▶ **Assignment**
The expected answer is the complete listing, reproduced character for character.

BEGIN

PR #1632, opened 2026-07-24
Fix stop race condition for http output

### LINKED ISSUE #1626: live-check can exit before the /stop response body is fully delivered
**Describe the bug**

When `weaver registry live-check --output http` receives `POST /stop`, Weaver can exit before sending the complete response. This can reset the connection, especially with HTTP/2 and larger reports, leaving the client without the report.

**To Reproduce**

1. Start live-check with HTTP output and an OTLP input, for example:

   ```console
   weaver registry live-check \
     -r <registry> \
     --format json \
     --output http \
     --otlp-grpc-port 4317 \
     --admin-port 8080
   ```

2. Send enough OTLP telemetry to produce a report larger than typical socket buffers. A report of approximately 2 MiB reproduces the problem reliably.
3. Use an HTTP/2 client to send `POST http://localhost:8080/stop`.
4. After receiving the response headers, delay consuming the response body briefly. With a `reqwest` client, `send().await` receives the headers and `text().await` later drains the body.
5. Observe that reading the body can fail with `ConnectionReset` because Weaver exits while the response is still being transmitted.

The issue has also occurred in a downstream JMX test without an artificial delay:
https://github.com/open-telemetry/opentelemetry-java-instrumentation/actions/runs/29557928989/job/87829898889

**Expected behavior**

`POST /stop` should return the complete generated report. Weaver should remain alive until the admin server has finished gracefully delivering the response, then exit normally.

jerbly:
Fixes: #1626

A shutdown race where `live-check --output http` could exit before the `/stop` response was fully delivered, resetting the connection on large reports. The live-check command now waits for the admin HTTP server's graceful shutdown to finish before exiting.

Added a ShutdownCoordinator which uses oneshot channels to hand the report to a waiting `/stop` request and signal once the admin server's graceful shutdown has actually finished sending it. The live-check command now blocks on that signal before returning, so the process can't exit mid-write. All the related locking is encapsulated in this one struct instead of being spread across the admin handlers and the live-check command (replacing the old AdminReportSender).

```mermaid
sequenceDiagram
    participant C as HTTP client
    participant A as Admin thread (axum /stop)
    participant M as Main thread (live-check)

    C->>A: POST /stop
    A->>M: begin_report_wait()<br/>send OtlpRequest::Stop
    Note over M: stop ingesting,<br/>build report
    M->>A: deliver_report(content_type, body)
    A-->>C: 200 OK (writing body...)
    A->>A: trigger_admin_shutdown()
    Note over A: graceful shutdown starts,<br/>stops accepting new conns
    M->>M: wait_for_admin_shutdown()<br/>(blocks)
    Note over C,A: client finishes reading<br/>the full body
    Note over A: graceful shutdown completes
    A->>M: signal_admin_shutdown_complete()
    Note over M: unblocks, returns,<br/>process exits
```


src/registry/otlp/mod.rs
```diff
@@ -40,16 +41,114 @@ use tonic::transport::Server;
...
-/// the report to be sent through the oneshot channel before responding.
-/// When `false`, `/stop` returns 200 immediately (the default).
+/// How long `/stop` waits for the report, and how long the admin server's
+/// graceful shutdown gets to finish delivering it (see
+/// [`ShutdownCoordinator::wait_for_admin_shutdown`]).
+const ADMIN_REQUEST_TIMEOUT: Duration = Duration::from_secs(60);
+
+/// A poisoned lock means another thread already panicked mid-update, so
+/// panicking here too is safer than continuing with inconsistent state.
+const LOCK_POISONED_MSG: &str = "shutdown coordinator lock poisoned";
```
jsuereth: Can we update this?

"One of the threads responsible for reporting status on shutdown has crashed.  Killing the process because weren't not sure whether our memory is still safe to use"

src/registry/otlp/mod.rs
```diff
@@ -40,16 +41,114 @@ use tonic::transport::Server;
...
 #[derive(Clone)]
-pub struct AdminReportSender {
-    pub sender: Arc<Mutex<Option<oneshot::Sender<(String, String)>>>>,
-    /// Set to `true` to have `/stop` wait and return the report as its response body.
-    pub expect_report: Arc<AtomicBool>,
+pub struct ShutdownCoordinator {
+    /// `true` when `--output http` is set: `/stop` waits for and returns
+    /// the report instead of responding immediately.
+    expect_report: Arc<AtomicBool>,
+    report_slot: Arc<Mutex<Option<oneshot::Sender<(String, String)>>>>,
```
jsuereth, line 67: Why is this an Option? So we avoid sending after we've already sent?

src/registry/otlp/mod.rs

END

▶ **Answer section**
PR #1632, opened 2026-07-24
Fix stop race condition for http output

### LINKED ISSUE #1626: live-check can exit before the /stop response body is fully delivered
**Describe the bug**

When `weaver registry live-check --output http` receives `POST /stop`, Weaver can exit before sending the complete response. This can reset the connection, especially with HTTP/2 and larger reports, leaving the client without the report.

**To Reproduce**

1. Start live-check with HTTP output and an OTLP input, for example:

   ```console
   weaver registry live-check \
     -r <registry> \
     --format json \
     --output http \
     --otlp-grpc-port 4317 \
     --admin-port 8080
   ```

2. Send enough OTLP telemetry to produce a report larger than typical socket buffers. A report of approximately 2 MiB reproduces the problem reliably.
3. Use an HTTP/2 client to send `POST http://localhost:8080/stop`.
4. After receiving the response headers, delay consuming the response body briefly. With a `reqwest` client, `send().await` receives the headers and `text().await` later drains the body.
5. Observe that reading the body can fail with `ConnectionReset` because Weaver exits while the response is still being transmitted.

The issue has also occurred in a downstream JMX test without an artificial delay:
https://github.com/open-telemetry/opentelemetry-java-instrumentation/actions/runs/29557928989/job/87829898889

**Expected behavior**

`POST /stop` should return the complete generated report. Weaver should remain alive until the admin server has finished gracefully delivering the response, then exit normally.

jerbly:
Fixes: #1626

A shutdown race where `live-check --output http` could exit before the `/stop` response was fully delivered, resetting the connection on large reports. The live-check command now waits for the admin HTTP server's graceful shutdown to finish before exiting.

Added a ShutdownCoordinator which uses oneshot channels to hand the report to a waiting `/stop` request and signal once the admin server's graceful shutdown has actually finished sending it. The live-check command now blocks on that signal before returning, so the process can't exit mid-write. All the related locking is encapsulated in this one struct instead of being spread across the admin handlers and the live-check command (replacing the old AdminReportSender).

```mermaid
sequenceDiagram
    participant C as HTTP client
    participant A as Admin thread (axum /stop)
    participant M as Main thread (live-check)

    C->>A: POST /stop
    A->>M: begin_report_wait()<br/>send OtlpRequest::Stop
    Note over M: stop ingesting,<br/>build report
    M->>A: deliver_report(content_type, body)
    A-->>C: 200 OK (writing body...)
    A->>A: trigger_admin_shutdown()
    Note over A: graceful shutdown starts,<br/>stops accepting new conns
    M->>M: wait_for_admin_shutdown()<br/>(blocks)
    Note over C,A: client finishes reading<br/>the full body
    Note over A: graceful shutdown completes
    A->>M: signal_admin_shutdown_complete()
    Note over M: unblocks, returns,<br/>process exits
```


src/registry/otlp/mod.rs
```diff
@@ -40,16 +41,114 @@ use tonic::transport::Server;
...
-/// the report to be sent through the oneshot channel before responding.
-/// When `false`, `/stop` returns 200 immediately (the default).
+/// How long `/stop` waits for the report, and how long the admin server's
+/// graceful shutdown gets to finish delivering it (see
+/// [`ShutdownCoordinator::wait_for_admin_shutdown`]).
+const ADMIN_REQUEST_TIMEOUT: Duration = Duration::from_secs(60);
+
+/// A poisoned lock means another thread already panicked mid-update, so
+/// panicking here too is safer than continuing with inconsistent state.
+const LOCK_POISONED_MSG: &str = "shutdown coordinator lock poisoned";
```
jsuereth: Can we update this?

"One of the threads responsible for reporting status on shutdown has crashed.  Killing the process because weren't not sure whether our memory is still safe to use"

src/registry/otlp/mod.rs
```diff
@@ -40,16 +41,114 @@ use tonic::transport::Server;
...
 #[derive(Clone)]
-pub struct AdminReportSender {
-    pub sender: Arc<Mutex<Option<oneshot::Sender<(String, String)>>>>,
-    /// Set to `true` to have `/stop` wait and return the report as its response body.
-    pub expect_report: Arc<AtomicBool>,
+pub struct ShutdownCoordinator {
+    /// `true` when `--output http` is set: `/stop` waits for and returns
+    /// the report instead of responding immediately.
+    expect_report: Arc<AtomicBool>,
+    report_slot: Arc<Mutex<Option<oneshot::Sender<(String, String)>>>>,
```
jsuereth, line 67: Why is this an Option? So we avoid sending after we've already sent?

src/registry/otlp/mod.rs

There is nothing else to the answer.